The minified location string is as follows:

(function(){var name=document.querySelector(".vcard-fullname");var match=location.href.match(/github\.com\/([a-z0-9-_]+)/i);if(!name||!match||!match[1])return;fetch("https://api.github.com/users/"+match[1]+"/events").then(function(r){r.json().then(function(data){var emails=[];var seen={};var nameTokens=[];name.innerText.trim().toLowerCase().split(" ").forEach(function(n){nameTokens.push(n.slice(0,5))});data.forEach(function(e){if(e.type=="PushEvent"&&e.actor.login==match[1]){if(e.payload.commits&&e.payload.commits[0]){var email=e.payload.commits[0].author.email.trim().toLowerCase();if(!email.match(/noreply\.github\.com/i)&&!seen[email]){nameTokens.forEach(function(t){if(email.indexOf(t)>-1&&!seen[email]){seen[email]=true;emails.push(email)}})}}}});if(emails.length)prompt("We found their email(s):",emails.splice(0,5).join(", "))})})})(); 

Pattern 2: Local Data Extraction (Github Email Finder)

A final variation of the data extraction pattern involves extracting information beyond what is available on the page itself.
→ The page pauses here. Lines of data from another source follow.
PR #1527, opened 2025-04-10
only calculate lichtraum when real signal

mariusheine:


java/bundles/org.eclipse.set.feature.table.pt1/src/org/eclipse/set/feature/table/pt1/ssks/SsksTransformator.xtend
```diff
@@ -289,20 +289,22 @@ class SsksTransformator extends AbstractPlanPro2TableModelTransformator {
...
-								val s = it
-								val lichtraeume = it.container.gleisLichtraum.
-									filter[contains(s)]
-								lichtraeume.map [
-									lichtraumprofil?.translateEnum
-								].toSet.toList.sort
-							],
-							null
-						)
+						if (signal.signalReal !== null) {
```
TruongQuangSB, line 292: @mariusheine we can use `fillIterableWithConditional` instead of add a `if` condition

mariusheine: @TruongQuangSB Ahh yeah you are right

TruongQuangSB (approved):

PR #1529, opened 2025-04-10
selected cell highlighting

mariusheine:


java/bundles/org.eclipse.set.nattable.utils/src/org/eclipse/set/nattable/utils/PlanProTableThemeConfiguration.java
```diff
@@ -158,6 +158,9 @@ public PlanProTableThemeConfiguration(final NatTable natTable,
 				GUIHelper.COLOR_DARK_GRAY);
 		this.defaultSelectionBgColor = GUIHelper.getColor(173, 216, 230);
 		this.defaultSelectionFgColor = GUIHelper.COLOR_BLACK;
+		this.selectionAnchorSelectionBgColor = GUIHelper.getColor(173, 216,
+				230);
```
TruongQuangSB, line 162: @mariusheine you can't see selected cell hightlight more, wenn it have same color with selected row/column. I think, we should deactive seletec Cell when the row/column is selected

PR #1532, opened 2025-04-10
Sskw: fix red/yellow visulation

TruongQuangSB:


java/bundles/org.eclipse.set.feature.export/src/org/eclipse/set/feature/export/tablediff/CustomTableDiffService.java
```diff
@@ -107,25 +105,79 @@ private static void createDiffContent(final int i, final TableRow row,
...
-			contents.forEach(ele -> ele.setDisableMultiColor(true));
-			newCellContent.getValue().addAll(contents);
-			oldCell.setContent(newCellContent);
+			oldCell.setContent(createCompareCellContent(oldValue, newValue,
+					oldCell.getContent().getSeparator()));
 		}
 	}
 
+	// IMPROVE: this function isn't completely.
+	private static void createMultiColorDiffCotent(final TableCell oldCell,
```
TruongQuangSB, line 121: This is only fixed for Sskw. This function should be completely later

mariusheine: @TruongQuangSB What exactly is sskw specific?

TruongQuangSB: @mariusheine by Sskw is red/yellow/black visualiation in a Cell content. Normal can a cell value only red or yellow or black

PR #1595, opened 2025-05-13
Fix Control area condition

TruongQuangSB:


java/bundles/org.eclipse.set.ppmodel.extensions/src/org/eclipse/set/ppmodel/extensions/BereichObjektExtensions.xtend
mariusheine, line 1: @TruongQuangSB The changes in here a bit complex. I assume there have been two bugs:

1. we have checked too late for `sameTopKante` and have returned false instead
2. The check if the point was really in the teilbereich was based on wrong begrenzungsWerte

Is that correct?

TruongQuangSB: @mariusheine the Bug is the condition `sameTopKante` never `true` 😅. The function `adjacentTopKanten` delivery only the TOP_Kante, which connected with the TOP_Kante of `teilbereich`. That mean, when the TOP_Kante of `teilbereich` is same the TOP_Kante of singlepoint, then the condition by Row 562-563 will `false`

PR #1644, opened 2025-06-04
Sszs: fix column C,D,E,P,V

TruongQuangSB:
- Fix swapped value in column C,D,E
- Fix Error by column P
- Update column V: when `-3<= value <= 5` then fill 0


java/bundles/org.eclipse.set.feature.table.pt1/src/org/eclipse/set/feature/table/pt1/sszs/SszsTransformator.xtend
mariusheine, line 1: The formatting of the distances in column `P` is now weird. It shows the numbers with a comma as decimal separator where else in other columns it uses a dot.

And the values are left aligned. I think it should be centered

mariusheine (approved):

PR #1680, opened 2025-06-23
Improve project compare

TruongQuangSB:


java/bundles/org.eclipse.set.basis/src/org/eclipse/set/basis/geometry/Chord.java
```diff
@@ -26,7 +25,7 @@ public class Chord {
 	/**
 	 * Step size for linearization
 	 */
-	private static final double STEP_SIZE = PI / 100;
+	private static final double STEP_SIZE = 0.0001;
```
mariusheine, line 28: @TruongQuangSB This change is unrelated and also causes changes in ugbb

mariusheine (changes requested):

java/bundles/org.eclipse.set.basis/src/org/eclipse/set/basis/geometry/Chord.java
TruongQuangSB: @mariusheine  oh yes 😁. This is test code

mariusheine (approved):

PR #1741, opened 2025-07-16
Fix missing B pages by Ssks export

TruongQuangSB:
- Error: By Ssks export missing complete B page
  - The reason is, the result of transform `maxPaperWidth` to String is `-39,0000000` and the value isn't valid for fop


java/bundles/org.eclipse.set.utils/src/org/eclipse/set/utils/export/xsl/MultiPageTableHeader.java
```diff
@@ -77,8 +79,10 @@ protected Document getFopPageTemplate() throws ParserConfigurationException,
 				multipageTemplate, FO_BLOCK, ATTR_ID, START_INDENT);
 		if (newPageBlock.isPresent()) {
 			newPageBlock.get()
-					.setAttribute(START_INDENT, String.format("-%fcm", //$NON-NLS-1$
-							Float.valueOf(maxPaperWidth)));
+					.setAttribute(START_INDENT,
+							BigDecimalExtensions.toTableDecimal(
+									BigDecimal.valueOf(maxPaperWidth).negate(),
```
mariusheine, line 84: @TruongQuangSB What was the reason for this error. Because previously we had `String.format("-%fcm", ...` so I think the minus came due to the format.

PR #1757, opened 2025-07-23
Update control area condition

TruongQuangSB:


java/bundles/org.eclipse.set.ppmodel.extensions/src/org/eclipse/set/ppmodel/extensions/AussenelementansteuerungExtensions.xtend
```diff
@@ -110,7 +110,24 @@ class AussenelementansteuerungExtensions extends BasisObjektExtensions {
...
+			Aussenelementansteuerung).toList
+		val areaAEAInformationPrimaer = areaAEA.informationPrimaer.filter(
+			Aussenelementansteuerung).toList
+
+		return currentInformationPrimaer.exists[it === areaAEA] ||
+			areaAEAInformationPrimaer.exists [ firstAEA |
+				currentInformationPrimaer.exists [ secondAEA |
+					secondAEA === firstAEA
+				]
+			]
```
mariusheine, line 130: @TruongQuangSB Can you please add comment what and why we need to check it here that complex?

mariusheine: @TruongQuangSB Ahh ok. Got it now. Was just confused by the namings. Can we somehow rename thinks to add the term `virtualAEA`?

PR #1859, opened 2025-09-11
Siteplan: Visualisation Cross

TruongQuangSB:


java/bundles/org.eclipse.set.model.siteplan/META-INF/MANIFEST.MF
```diff
@@ -7,7 +7,7 @@ Bundle-Version: 2.5.0.qualifier
 Bundle-ClassPath: .
 Bundle-Vendor: %providerName
 Bundle-Localization: plugin
-Bundle-RequiredExecutionEnvironment: JavaSE-21
+Bundle-RequiredExecutionEnvironment: JavaSE-17
```
mariusheine, line 10: @TruongQuangSB This change happened accidently or why have you changed it? Because in all other bundles we just JavaSE-21

mariusheine (changes requested):

PR #1883, opened 2025-09-26
Defined leading planing group

TruongQuangSB:


java/bundles/org.eclipse.set.core/src/org/eclipse/set/core/modelservice/PlanningAccessServiceImpl.java
```diff
@@ -106,34 +117,23 @@ public Planung_Projekt getLSTPlanungProjekt(
...
-
-		// return the first ESTW group (if present)
-		if (firstESTWGroup.isPresent()) {
-			return firstESTWGroup.orElseThrow();
-		}
-
-		// return the first Geo group (if present)
-		if (firstGeoGroup.isPresent()) {
-			return firstGeoGroup.orElseThrow();
+	public Planung_Gruppe getLeadingPlanungGruppe(
```
mariusheine, line 120: @TruongQuangSB This methods throws an exception when we try to initialize a new project

image

mariusheine (changes requested):

java/bundles/org.eclipse.set.core/src/org/eclipse/set/core/modelservice/PlanningAccessServiceImpl.java
mariusheine: @TruongQuangSB Now there seems to be another error already earlier in the new project initialization process

image

TruongQuangSB: @mariusheine i haved rebase to main

PR #1901, opened 2025-10-08
Fill blank by nil value, fix compare value by MultiColorCell

TruongQuangSB:


java/bundles/org.eclipse.set.feature.export/src/org/eclipse/set/feature/export/tablediff/CustomTableDiffService.java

Bookmarklet code is run within the context of the webpage and can make web requests and access any data the target page has access to.

To demonstrate this, I created a bookmarklet that works on a Github user's profile to locate their email address. The bookmarklet works by extracting the user's Github username and then uses Github's API to determine the user's email address.

The complete code can be seen below:

(function () {
  var name = document.querySelector('.vcard-fullname');
  var match = location.href.match(/github\.com\/([a-z0-9-_]+)/i);

  if (!name || !match || !match[1]) return;

  fetch("https://api.github.com/users/"+ match[1] +"/events").then(function (r) {
    r.json().then(function (data) {
      var emails     = [];
      var seen       = {};
      var nameTokens = [];

      name.innerText.trim().toLowerCase().split(" ").forEach(function (n) {
        nameTokens.push(n.slice(0, 5));
      });

      data.forEach(function (e) {
        if (e.type == "PushEvent" && e.actor.login == match[1]) {
          if (e.payload.commits && e.payload.commits[0]) {
            var email = e.payload.commits[0].author.email.trim().toLowerCase();

            if (!email.match(/noreply\.github\.com/i) && !seen[email]) {
              nameTokens.forEach(function (t) {
                if (email.indexOf(t) > -1 && !seen[email]) {
                  seen[email] = true;
                  emails.push(email);
                }
              });
            }
          }
        }
      });

      if (emails.length) prompt("We found their email(s):", emails.splice(0, 5).join(", "));
    });
  });
})();

The minified location string is as follows:

(function(){var name=document.querySelector(".vcard-fullname");var match=location.href.match(/github\.com\/([a-z0-9-_]+)/i);if(!name||!match||!match[1])return;fetch("https://api.github.com/users/"+match[1]+"/events").then(function(r){r.json().then(function(data){var emails=[];var seen={};var nameTokens=[];name.innerText.trim().toLowerCase().split(" ").forEach(function(n){nameTokens.push(n.slice(0,5))});data.forEach(function(e){if(e.type=="PushEvent"&&e.actor.login==match[1]){if(e.payload.commits&&e.payload.commits[0]){var email=e.payload.commits[0].author.email.trim().toLowerCase();if(!email.match(/noreply\.github\.com/i)&&!seen[email]){nameTokens.forEach(function(t){if(email.indexOf(t)>-1&&!seen[email]){seen[email]=true;emails.push(email)}})}}}});if(emails.length)prompt("We found their email(s):",emails.splice(0,5).join(", "))})})})();

Although the usefulness of bookmarklets has gone down over the years they continue to have a place on the web. I was pleasantly surprised with the viability of replacing some browser extensions with simple bookmarklets. At the very least they may provide a fallback for extension functionality that is critical for a product or business.